PR #1069, opened 2024-08-14
Merge MetaMiner into the MockBukkit repository

Thorinwasher:
# Description
As time goes on with MockBukkit, more generated files have been necessary to produce. From the constant updating of the generator of these files `MetaMiner` I have realised that it becomes a hassle to keep the two projects synhronized. That's why I think it's a better idea to completely merge these projects into one repository.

▶ What you should do: The records above must be transcribed line for line, exactly.

▶ Written answer:
PR #1069, opened 2024-08-14
Merge MetaMiner into the MockBukkit repository

Thorinwasher:
# Description
As time goes on with MockBukkit, more generated files have been necessary to produce. From the constant updating of the generator of these files `MetaMiner` I have realised that it becomes a hassle to keep the two projects synhronized. That's why I think it's a better idea to completely merge these projects into one repository.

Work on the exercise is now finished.